The primary analysis of the ZUMA-1 trial was reported in June 2017. (oral presentation here) 101 patients with relapsed/ refractory diffuse large B cell lymphoma, primary mediastinal B cell lymphoma and transformed follicular lymphoma received axicabtogene ciloleucel. Overall response rate was 82% (CR 54%, PR 28%). Median duration of response was 8.2 months and was not reached in patients with CR. Median overall survival was not reached. The commonest Grade 3 or greater toxicities were neutropenia, leukopenia, anemia, febrile neutropenia and encephalopathy.  Cytokine release syndrome and neurotoxicity that were grade 3 or greater occurred in 13 and 28% of patients respectively. 3 patients died from toxicity (3%). All other CRS and neurological events resolved except one grade 1 memory impairment.

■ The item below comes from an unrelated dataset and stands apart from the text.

PR #2042, opened 2022-08-27
vulkan: Fix all vulkan warnings

EXtremeExploit:


vita3k/renderer/src/vulkan/pipeline_cache.cpp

Yescarta is available through a restricted program under a Risk Evaluation and Mitigation Strategy (Yescarta REMS). The listed unit price is 373000 US dollars. It is to be administered in a healthcare facility with two doses of tocilizumab available prior to administration. It is contraindicated in patients with active infection and inflammatory disorders. Patients are to be monitored at least daily for seven days after administration. Cytokine release syndrome is to be treated emergently with supportive therapy, corticosteroids and or tocilizumab. Neurotoxicity is to be treated with supportive therapy or corticosteroids. (full prescribing information)

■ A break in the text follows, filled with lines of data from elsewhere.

PR #2043, opened 2022-08-27
Use the file browser provided by the user's desktop environment in Linux

hobyst:
This PR abstracts the file dialog calls into a C++ API to make porting and handling easier and changes the library used to implement them from nativefiledialog to nativefiledialog-extended, which allows friendly names for file filters and makes use of the XDG desktop portals in Linux to call the file browser of the desktop environment the user is using instead of always calling the GTK file browser.


vita3k/gui/src/archive_install_dialog.cpp
```diff
@@ -33,7 +32,7 @@ static bool delete_archive_file;
 static std::string state, type, title;
 static std::map<fs::path, std::vector<ContentInfo>> contents_archives;
 static std::vector<fs::path> invalid_archives;
-static nfdchar_t *archive_path;
+static std::filesystem::path archive_path = "";
```
Macdu, line 35: Can you use fs::filesystem::... instead for all the fs filesystem objects?

hobyst: Why? `fs::filesystem` is actually a nickname for `boost::filesystem` which is at the same time a C++ filesystem implementation previous to the creation of the official C++17 `std::filesystem`? Also `std::filesystem` plays way better with C++ and C code due to using all C++ types instead of custom Boost types.

Macdu: As you want, but everything else uses fs::filesystem so it was more for consistency.

hobyst: Is there any particular reason why the project still uses `boost::filesystem` instead of `std::filesystem`?

EXtremeExploit: #1912

EXtremeExploit (approved):

EXtremeExploit (approved):
thanks hobyst for the code, good code, good hobyst

PR #2045, opened 2022-08-28
shader: Improve texture instructions

Macdu:
This PR contains 4 commits, each one containing different improvements to the shader recompiler and in particular texture sampling.

- First, rewrite the hint system used by the shader recompiler. The current system is not enough, for some instructions we need to know the texture format (to be more precise the component type and the component count).
- Apply the color swizzle in the shader. Our current implementation didn't work when writing to a texture with different swizzles and didn't support some swizzles like SWIZZLE1_A, this is now fixed.
- Take into account the component count of a texture when sampling. If the texture has only one component (SWIZZLE1_R, for example a depth buffer), do not overwrite the memory at locations that would have matched the 2nd to 4th components.
- Implement missing texture info and texture gather instructions.

This fixes the graphics of many games, to name a few: Persona 4, Freedom War, Dragon Quest Builder, Trails of Cold Steel, Urban Trial...

I'm putting it as a draft because it seems there are still some issues with the shadows.

### DIFF
--- a/vita3k/renderer/include/renderer/functions.h
+++ b/vita3k/renderer/include/renderer/functions.h
@@ -183,7 +183,6 @@ uint16_t get_upload_mip(const uint16_t true_mip, const uint16_t width, const uin
 
 void upload_bound_texture(const TextureCacheState &cache, const SceGxmTexture &gxm_texture, const MemState &mem);
 void cache_and_bind_texture(TextureCacheState &cache, const SceGxmTexture &gxm_texture, MemState &mem);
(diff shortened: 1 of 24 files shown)


Macdu:
I'm also using this PR to fix the vtst_mask instruction which was returning the opposite result of what it should.

Macdu:
I removed the part which applies color swizzle in the shader as it breaks blending... I'll implement it later but only on surfaces with 1 or 2 components as it is necessary for some texture formats = SWIZZLE_G or SWIZZLE_AR.

Zangetsu38 (approved):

Patients with refractory diffuse large B cell lymphoma, or those relapsing after autologous stem cell transplant, have had few options previously – further lines of chemotherapy with low likelihood of response, or a high-risk allogeneic stem cell transplant. Median overall survival was less than 10 months. Yescarta opens up exciting possibilities for these patients, with slightly higher than 50% of patients achieving complete remission and many of these durable, offering a tantalising chance of cure. The price tag is high but the technical aspects are promisingly reliable.

This concludes this first post. Good luck!